The Good, the Bad, and the Ugly
Los Angeles Daily News
By Congressman Brad Sherman
IN response to our country's economic crisis, several policy proposals have been discussed - proposals which I refer to as the good, the bad and the ugly.
First, the good. The Federal Reserve Board is going to buy $600 billion worth of long-term bonds - a monetary policy called quantitative easing. This will reduce long-term interest rates, increase demand and create jobs. China and Germany have condemned this approach because it will also move jobs from those countries to the United States.
Quantitative easing is an effective tool that is reversible. We can expand the money supply now, and then the Federal Reserve Board can reverse its action, selling the bonds when the economy improves. Therefore, this approach involves no permanent increase in the money supply and it does not increase our national debt.
With the unemployment rate at over 9.6 percent, we need to act to bring it down, so the Fed is to be commended. Although the Fed's decision is not risk free, given all of the other challenges we face, it is a good move. The fact that other countries - countries that are running giant trade surpluses with us - have condemned the move suggests we are doing something right.
Second, the bad: The tax proposals set forth in the so-called deficit reduction plan released by former U.S. Sen. Alan Simpson and former White House chief of staff Erskine Bowles. They actually put forward three different tax proposals. The most complete is the so-called Wyden-Gregg Style Reform, which I will address.
I am willing to embrace a program of shared sacrifice and austerity. However, the Simpson-Bowles proposal gives "shared sacrifice" a bad name, and uses it to disguise what is actually a giant tax cut for large corporations.
In the name of austerity, deficit reduction and shared sacrifice, we are told that the tax rate on the wealthiest Americans should be reduced by roughly 12 percent, from a rate of 39.6 percent to a rate of 35 percent. We are also told that the corporate tax rate should be reduced by a quarter, from 35 percent down to 26 percent.
The Simpson-Bowles proposal provides the maximum possible incentive for off-shoring jobs, telling U.S. corporations that overseas profits are permanently exempt from U.S. taxation. This proposal simply uses the debt crisis as an opportunity to shift wealth and power and income from the middle class to corporate elites and the very wealthy.

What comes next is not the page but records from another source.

PR #923, opened 2026-08-10
Vampirism!

DoubleHypercube:
## About the PR

Adds a Bloodsucker trait. It does exactly what you think it does.
Removes uncooked animal proteins (UAPs) from Blood reagent as well.

## Why / Balance

A _lot_ of people want vampirism or adjacent. So here we are!

Removing UAPs was needed to stop you from vomiting and taking damage when drinking normal human blood. Adding thirst satiation and protein was to preserve the existing functionality which UAPs served and to allow obligate vampirism (this one was requested by @Aureuix). Also - yes, the health analyzer will say 110% blood or something like that; this isn't a bug and will happen if you drink blood normally. And also for some reason drinking blood reduces your blood level at the same time it increases it, but again, happens if you just chug a glass of it. SS14 shitcode at work I guess lmao.

## Technical details

Removed the old Floof BloodsuckerComponent/System/etc due to being likely non-relicenseable (said by @Dunrab)

## Media

Github has a file size limit of 10MB so have a Discord link instead
https://cdn.discordapp.com/attachments/1536083892958929006/1536159658811588638/suck.mp4?ex=6a7a63ab&is=6a79122b&hm=901032ddf10176a625812327ad4d45e280490368c486123a098473ae71761a66&

## Requirements

## Licensing:

## Breaking changes

**Changelog**

:cl: DoubleHypercube
- add: New Bloodsucker trait!
- remove: Blood no longer adds uncooked animal proteins to your chemstream.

Although the Simpson-Bowles proposal discusses the reduction of certain corporate tax loopholes, it does so only in vague terms, and only to a small degree. The plan basically represents a dramatic decline in the revenue from the corporate income tax and from the wealthiest individuals.
Finally, the ugly. On many occasions, we have been told by our Republican colleagues that the worst thing we could do is increase taxes in the middle of a recession. Yet, all of the Republican proposals involve a dramatic tax increase for working families next year by allowing the Obama tax cuts to expire at year's end, particularly the Making Work Pay Tax Credit - $800 for working couples; $400 for working singles.
Extending this credit for one year would cost about $60 billion. In contrast, extending the Bush tax cuts for the top 2 percent will cost $700 billion over the next ten years, and more in the decade to come.
But, why is no one talking about extending the Obama tax cuts? Is it because no one with an income of over $190,000 a year would benefit? For more than half of all working American families, the Obama tax cuts are more important than the Bush tax cuts.
We should not let all the talk of extending the Bush tax cuts, and all the talk about taxpayers who earn more than $250,000 a year, distract us from the fact that the Obama tax cuts expire at the end of this year.
I have urged my colleagues to join with me in co-sponsoring the Making Work Pay Tax Credit Extension Act, H.R. 3118, which would extend the $800/$400 credit for a year. And, I look forward to working in a bipartisan way to provide tax relief that will get this economy moving again, before shifting to fiscal austerity. However, allowing the Obama tax cuts to expire and cutting corporate income tax by one quarter is not the way to go.
Congressman Brad Sherman, D-Sherman Oaks, one of five CPAs in the House of Representatives, is a senior member of the House Committee on Financial Services.